He reached across the low table and took Si-eun’s mug carefully, their fingers almost brushing for a second—a fleeting, accidental touch that neither of them acknowledged but both definitely felt. The mug was still faintly warm, the ghost of chocolate and marshmallow clinging to the porcelain.
As Su-ho turned, he cast one last look toward the corner where Si-eun sat. The boy had gone still again, though not in that detached, distant way from before. His gaze was turned toward the window, where the snow continued to drift and whirl in the yellow lamplight, thicker now, the flakes big and soft. Wrapped in the blanket, with the faint reflection of the firelight painting warm tones across his face, he looked—Su-ho thought—like a figure pulled straight from some nostalgic winter painting.

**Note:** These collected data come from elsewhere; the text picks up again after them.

PR #249, opened 2022-07-01
Fix build.rs for when renaming is off.

Berrysoft:
The macro here mistakenly uses double braces, which make the compiler complain.


filmil:
Thank you!

PR #253, opened 2022-08-01
Implement `buffered_string_method_with_retry` as a function

SabrinaJewson:
It is far simpler if this macro is just a function that accepts a closure.


filmil:
Good idea.

PR #254, opened 2022-08-01
Fix use of metavars in doc comments

SabrinaJewson:
Metavars don’t work in doc comments, as can be seen on docs.rs on [methods like this one](https://docs.rs/rust_icu_ucol/latest/rust_icu_ucol/struct.UCollator.html#method.set_max_variable). This can be fixed by using a manual `#[doc]` attribute with `concat!` and `stringify!`,


filmil:
#til

Issue #228, opened 2021-11-25
Feature for static linking build


izderadicka:
I want to use `rust_icu_col` in building fully statically linked binary.  I'm building on alpine with RUSTFLAGS="-C target-feature=+crt-static -C link-self-contained=yes"

Problem here is that I'm getting this error when rust_icu_sys is compiled:
```
thread 'main' panicked at 'Unable to find libclang: "the `libclang` shared library at /usr/lib/libclang.so.11.1 could not be opened: Dynamic loading not supported"', /root/.cargo/registry/src/github.com-1ecc6299db9ec823/bindgen-0.53.3/src/lib.rs:1956:31
```

I do have static version of libclang - e.g libclang.a on system,  but build is still preferring dynamic version.

In my other projects I' m using feature `static` which will enforce ` println!("cargo:rustc-link-lib=static=ssl");` (here should be clang) for dependant C libraries.

However I'm not sure how to do it for indirect dependencies - e.g. you depend on C library and I depend on your crate. 

I guess same will be for icu C library, but just hit clang first.

filmil:
It looks like a feature flag would work to emit the correct settings. WDYT?

izderadicka:
Yes, feature flag  would be great.

I finally was able to do a static build against rust_icu_col, but it took this:
-  build in alpine with taget x86_64-unknown-linux-musl
-  need to install static libs for icu a clang
- use rust_icu_col without default features, just with `rename` and  `icu_version_in_env`
- use environment vars:
```
export RUST_ICU_MAJOR_VERSION_NUMBER=67
export RUSTFLAGS="-C target-feature=+crt-static -C link-self-contained=yes -L native=/usr/lib -l static=clang -l static=icui18n -l static=icuuc -l static=icudata -l static=stdc++"
```

Some of the complexity is caused by Rust complicated approach to static build, but for rest `static` feature in rust_icu will help.
From what I have seen bindgen has static feature too, which might be useful.

filmil:
Feel free to contribute a patch that handles your use case.  It looks like you've already done the legwork, so I hope it shouldn't be too complicated.

PR #255, opened 2022-08-02
Add `static` feature flag

SabrinaJewson:
This is not the same solution as in #228, but it works perfectly fine for me. Also, note that I’m not too well-versed in linking so I may have made a mistake here.

Closes: #228

### DIFF
--- a/rust_icu/Cargo.toml
+++ b/rust_icu/Cargo.toml
@@ -174,6 +174,7 @@ icu_version_69_max = [
   "rust_icu_utext/icu_version_69_max",
   "rust_icu_utrans/icu_version_69_max",
 ]
+static = ["rust_icu_sys/static"]
 
 [badges]
 maintenance = { status = "actively-developed" }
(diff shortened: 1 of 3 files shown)


filmil:
Thank you for this contribution and the other PRs you sent. Please allow me some time to get around to reviewing them. Thanks for your patience!

SabrinaJewson:
Ah, I just realized that while my distribution has the system ICU compiled with `-fPIC` (so it works perfectly fine with Rust), some distributions don’t (like Ubuntu) — that means static linking won’t work for them, and we’ll have to add another feature flag to enable building from source. So I’ll convert this to a draft for now.

filmil:
OK, let me know what you want to do with the PR once it's ready.

filmil:
Ping?

SabrinaJewson:
Right, sorry, I forgot to update this. So I tried adding automatic building of ICU to the build script via another feature flag, but the thing is that turns out to be _very_ slow and also annoying because it doesn’t give any output during the build process. I think the best course of action here is to merge this for the use case where people _do_ have a prebuilt PIC ICU available, and then figure out what to do about building from source separately.

mpalmer:
This PR landed at a *really* great time, as I'm in need of static-linked ICU in a Rust project.  Thanks for putting it together, @SabrinaJewson.  Do you have any indication, @filmil, of when this PR is likely to make it into a release?

filmil:
I'm afk for the next 3-4 days but and will try to release thereabouts.

Issue #270, opened 2023-05-01
Upgrade to ICU 73.1


filmil:
This is your regular once-in-6-months update of the major ICU version.

ICU 73.1 was released in mid-April 2023: https://icu.unicode.org/download/73

rust_icu sometimes has an issue with change detector tests which get tripped up by evolving CLDR information in some languages.

filmil:
This is done.

PR #271, opened 2023-05-01
Adds ICU v73.1 to the built images

filmil:
At the same time, v70.1 is no longer supported.

I'll try to have the version numbering schema reflect the latest version of ICU that is supported. So, at this time, we will upgrade the buildenv to
`buildenv-1.73.0`.

Issue: #270


filmil:
@Manishearth though there are plenty of files in the PR, the changes should be straightforward.

Manishearth (approved):

PR #277, opened 2023-08-01
Update buildenv to rust 1.71.0

filmil:
This handles the issue with some dependencies dropping support for older rust versions.

See https://github.com/google/rust_icu/pull/274 for details.

Issue: #276

PR #278, opened 2023-08-01
Adds a once-per-week scheduled run for the build

filmil:
This might allow us to catch bitrot issues early.

Bitrot is fixed in https://github.com/google/rust_icu/pull/277, so this probably needs to wait until that PR is merged.


ComputerDruid (approved):

filmil:
Thanks! Now merged.

PR #287, opened 2023-10-23
Move linking flags to build.rs to help with non-cargo build systems

gferon:
While using `rust_icu` with Bazel, I realized that the `#[cfg_attr]` attributes in the code make everything difficult.

This brings the following improvement:
- Makes it easier to add combination of features to change the flags, since we can use proper branching
- Moving the instructions to the `build.rs` enables building `rust_icu` with Bazel (which can skip using the `build.rs` file)
- Adds the ability to specify the `RUST_ICU_LINK_SEARCH_DIR` environment variable when you need to use a non-installed build of `icu4c`
- Document the `static` feature and add a CI job to test this for both Ubuntu and macOS

### DIFF
--- a/.github/workflows/test.yml
+++ b/.github/workflows/test.yml
@@ -46,3 +46,14 @@ jobs:
       - uses: actions/checkout@v2
       - name: 'Test static-bindgen'
         run: 'make static-bindgen'
+  test-static-linking:
+    runs-on: ${{ matrix.runs-on }}
+    strategy:
+      matrix:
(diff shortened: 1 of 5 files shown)


filmil:
Please rebase, and let me know when to continue reviewing.

gferon:
This is ready for a review now!

filmil:
Thank you for the contribution, for improving the linking recipes, and for the new workflow configuration!

All are most welcome.

PR #290, opened 2023-10-25
Set the resolver version to 2, clarify the error message when the ICU…

clydegerber:
… version isn't found and add implementations for ICU functions:
 - uloc_getName(),
 - uloc_getISO3Language(),
 - uloc_getISO3Country(),
 - uloc_getDisplayLanguage(),
 - uloc_getDisplayScript(),
 - uloc_getDisplayCountry(),
 - uloc_getDisplayVariant(),
 - uloc_getDisplayKeyword(),
 - uloc_getDisplayKeywordValue(), and
 - uloc_getDisplayName()).

### DIFF
--- a/Cargo.toml
+++ b/Cargo.toml
@@ -26,3 +26,4 @@ members = [
   "rust_icu_utext",
   "rust_icu_utrans",
 ]
+resolver = "2"
--- a/rust_icu_sys/build.rs
+++ b/rust_icu_sys/build.rs
@@ -225,7 +225,7 @@ mod inner {
                         Ok(str)
                     }
                 })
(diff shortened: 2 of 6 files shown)


filmil:
Your new tests are failing likely because the old ICU data does not have all the locale information present in more modern ICU versions, causing different results.

You may want to add a config flag on the value of `icu_version_67_plus` on the affected tests, causing them to be skipped when compiled with ICU v63.

https://github.com/google/rust_icu/blob/c6dac109bfd10645381e8ceeb23b2de86cc9e7e8/rust_icu_ecma402/src/listformat.rs#L30

(In general I recommend depending less on the *exact* text in the ICU data responses as ICU data tends to change frequently. But I admit this is something I did early on too.)

PR #292, opened 2023-10-27
Provide a new API that returns the vector of available ICU locales us…

clydegerber:
…ing uloc_countAvailable() and uloc_getAvailable().

### DIFF
--- a/rust_icu_uloc/src/lib.rs
+++ b/rust_icu_uloc/src/lib.rs
@@ -13,7 +13,6 @@
 // limitations under the License.
 
 use {
-    once_cell::sync::OnceCell,
     rust_icu_common as common,
     rust_icu_common::buffered_string_method_with_retry,
     rust_icu_sys as sys,
@@ -28,6 +27,7 @@ use {
         convert::{From, TryFrom, TryInto},
         ffi, fmt,
         os::raw,
+        sync::OnceLock,
     },
 };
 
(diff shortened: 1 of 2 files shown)


rust_icu_uloc/src/lib.rs
```diff
@@ -1244,4 +1262,9 @@ mod tests {
             "azerbaïdjanais (cyrillique, Azerbaïdjan, calendrier=calendrier hébraïque, t=it, usage privé=whatever)"
         );
     }
+    #[test]
+    fn test_get_available_locales() {
```
filmil, line 1266: Is there any fairly stable test for the contents of the returned vectors that you could add?

rust_icu_uloc/src/lib.rs
```diff
@@ -361,6 +362,23 @@ impl ULoc {
         )
     }
 
+    /// Returns the collection of available locales via 'uloc_countAvailable'/'uloc_getAvailable'
```
filmil, line 365: Add a formulaic /// Implements `...` here, for coverage.

Also if you are able can you run `make cov` to update the coverage data?
`make cov` is not hermetic and requires `exuberant-ctags`. If you don't have that package or can't install it, feel free not do it.

rust_icu_uloc/src/lib.rs
clydegerber: I should be able to test for the existence of a few well-known locales. Will investigate.

rust_icu_uloc/src/lib.rs
clydegerber: Will add the 'Implements' comment and see if I can run the 'make cov'

clydegerber: I installed exuberant-ctags but the output in my dev environment (Mac OS) doesn't look correct, so not including that.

Behind the counter, Su-ho set the mug gently in the sink and opened the small glass display case that housed the few pastries left for the evening. He crouched slightly, studying the pastries like they were fine art. Most were beautiful, perfectly arranged—an assortment of small, seasonal creations that his grandmother had insisted on keeping stocked, even when business slowed. But his attention settled almost immediately on the shortcake. It was, without question, the prettiest thing in there: a delicate slice where two perfect strawberry halves—glossy, bright, and blushing red—rested atop a cloud of immaculate whipped cream and pale sponge. The layers were so even, so impossibly soft-looking, it almost felt wrong to disturb them. Against the harsh white fury of the storm framed by the front window, it looked like something out of a dream—fragile, untouched, a little piece of spring that had somehow survived the heart of winter.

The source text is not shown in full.